ACTIVITY: Every line below that has the word "super" counts once; report how many lines that makes, with no other words.

DATA RECORDS:
PR #487, opened 2019-10-12
Assignment for Lesson 8

bplanica:
Hello - I included by file with the class/subclass and the test file. Please let me know if anything can be improved. Thanks! Breeanna

### DIFF
--- a/students/bplanica/lesson08/circle.py
+++ b/students/bplanica/lesson08/circle.py
@@ -24,12 +24,12 @@ class Circle(object):
 
     @property
     def area(self):
-    """calculates the area of a circle"""
+        """calculates the area of a circle"""
         return round(pi * (self._radius ** 2), 4)
 
     @classmethod
     def from_diameter(cls, diameter):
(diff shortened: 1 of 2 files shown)


students/bplanica/lesson08/circle.py
```diff
@@ -0,0 +1,93 @@
+from math import pi
+
+class Circle(object):
```
natasha-aleksandrova: note that in python3 you don't need to extend from object -> `class Circle:`

students/bplanica/lesson08/circle.py
```diff
@@ -0,0 +1,93 @@
...
+        return area
+
+    @property
+    def area(self):
+        """calculates the surface area of a sphere"""
+        area = round(4 * pi * (self._radius ** 2), 4)
+        return area
+
+    def __str__(self):
+        return (f"Sphere with a radius: {self._radius}")
```
natasha-aleksandrova: no need to use parens with `return` statement

PR #488, opened 2019-10-12
Added L07 assignement and revised L05 exercise

pbehrend:
I'm having trouble with the multiple_indent function in L07. There appears to be an extra </body> tag for some reason and I haven't been able to figure out why.


natasha-aleksandrova:
@pbehrend ok, will take a look at your issue.

students/philip_behrend/lesson07/html_render.py
```diff
@@ -0,0 +1,184 @@
...
+    def __init__(self, content=None, **kwargs):
+        self.content = content
+        if self.content is not None:
+            raise TypeError
+        self.kwargs = kwargs
+
+
+    def render(self,out_file,cur_ind=""):
+        out_file.write("<{} ".format(self.tag))
+        if self.kwargs != {}:
```
natasha-aleksandrova: no need for this check, just loop through the dict and if dict is empty then it won't do anything

students/philip_behrend/lesson07/html_render.py
```diff
@@ -0,0 +1,184 @@
...
+            out_file.write("{}=\"{}\"".format(key, value))
+        out_file.write(">\n")
+        for item in self.content:
+            try:
+                item.render(out_file, cur_ind+self.ind)
+            except AttributeError:
+                out_file.write(item)
+                out_file.write("\n")
+        out_file.write(cur_ind)
+        out_file.write("</{}>\n".format(self.tag))
```
natasha-aleksandrova: you should be able to use render from Element class

students/philip_behrend/lesson07/html_render.py
```diff
@@ -0,0 +1,184 @@
...
+    def render(self, out_file, cur_ind = ""):
+        out_file.write("<{}>\n".format(self.tag))
+        Meta(charset="UTF-8").render(out_file)
+        for item in self.content:
+            try:
+                item.render(out_file, cur_ind+self.ind)
+            except AttributeError:
+                out_file.write(cur_ind)
+                out_file.write(item)
+        out_file.write("\n</{}>\n".format(self.tag))
```
natasha-aleksandrova: this should be using parent render() method.

students/philip_behrend/lesson07/html_render.py
```diff
@@ -0,0 +1,184 @@
...
+
+
+class OneLineTag(Element):
+    tag = 'title'
```
natasha-aleksandrova: this class doesn't really have a tag

students/philip_behrend/lesson07/html_render.py
```diff
@@ -0,0 +1,184 @@
...
+class A(Element):
+    tag = 'a'
+    def __init__(self, link="",content=""):
+        self.link = link
+        self.content = content
+
+    def render(self, out_file, cur_ind = ""):
+        out_file.write(cur_ind)
+        out_file.write("<{} href={}>".format(self.tag,self.link))
+        out_file.write("{}</{}>\n".format(self.content,self.tag))
```
natasha-aleksandrova: this shouldn't have it's own definition of render() method

students/philip_behrend/lesson07/html_render.py
pbehrend: @natasha-aleksandrova 
Hi Natasha, the render function varies for each tag (for example, the HTML render has a DOCTYPE at the top while Head has a charset argument). How can these nuances be captured without fully rewriting each render function?

natasha-aleksandrova: @pbehrend great question and this is what makes inheritance tricky and great at the same time 🙂 

for `HTML` class in the instructions:
> Update the Html element class to render the “<!DOCTYPE html>” tag at the head of the page, before the html element.
You can do this by subclassing Element, overriding render(), but then calling the Element render from the new render.

which means your code could look something like this:
```
def render(self, file_out, cur_ind=""):
        file_out.write(cur_ind + "<!DOCTYPE html>\n")
        super().render(file_out, cur_ind=cur_ind)
```


`charset` is an attribute and should just be handled as part of the `Element` attribute handling.

PR #489, opened 2019-10-13
Completed HTML Rendering Assignement

alexanderboone96:
This one challenged me the most so far. The learning curve was more difficult to understand how things were working, but this was a great (and challenging) way to learn OOP. I'm excited to learn more.


students/alexander_boone/lesson07/html_render.py
```diff
@@ -0,0 +1,155 @@
...
+    indent = "    "
+
+    def __init__(self, content=None, **kwargs):
+        self.attributes = dict()
+        if content is None:
+            self.contents = []
+        else:
+            self.contents = [content]
+        for key, value in kwargs.items():
+            self.attributes[key] = value
```
natasha-aleksandrova: why not just assign kwargs to self.attributes? are you attempting a deep copy? if so, could you use a comprehension here? you can also use copy.deepcopy which makes the intent more clear

students/alexander_boone/lesson07/html_render.py
```diff
@@ -0,0 +1,155 @@
...
+
+    def append(self, new_content):
+        self.contents.append(new_content)
+
+    def render(self, out_file, cur_ind=""):
+        out_file.write(cur_ind)
+        out_file.write("<{}".format(self.tag))
+        if len(self.attributes.items()) > 0:
```
natasha-aleksandrova: this check is not needed, when you loop over a dictionary and it's empty it just wont' do anything which is the same effect

students/alexander_boone/lesson07/html_render.py
```diff
@@ -0,0 +1,155 @@
...
+class SelfClosingTag(Element):
+
+    def __init__(self, content=None, **kwargs):
+        self.attributes = dict()
+        if content is not None:
+            print("A SelfClosingTag cannot be initialized with contents.")
+            raise TypeError
+        for key, value in kwargs.items():
+            self.attributes[key] = value
+        pass
```
natasha-aleksandrova: call super init method in here to avoid repeating code

students/alexander_boone/lesson07/html_render.py
```diff
@@ -0,0 +1,155 @@
...
+    tag = "meta"
+
+
+class A(OneLineTag):
+    tag = "a"
+
+    def __init__(self, link, content):
+        self.attributes = dict()
+        self.attributes['href'] = link
+        self.contents = [content]
```
natasha-aleksandrova: same here, call super init method

students/alexander_boone/lesson07/html_render.py
```diff
@@ -0,0 +1,155 @@
...
+    tag = "ul"
+
+    def __init__(self, **kwargs):
+        self.attributes = dict()
+        self.contents = []
+        for key, value in kwargs.items():
+            self.attributes[key] = value
+
+    def append(self, content):
+        self.contents.append(content)
```
natasha-aleksandrova: no need to define append or init methods in this class - they can inherit from parent.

SOLUTION BELOW: 3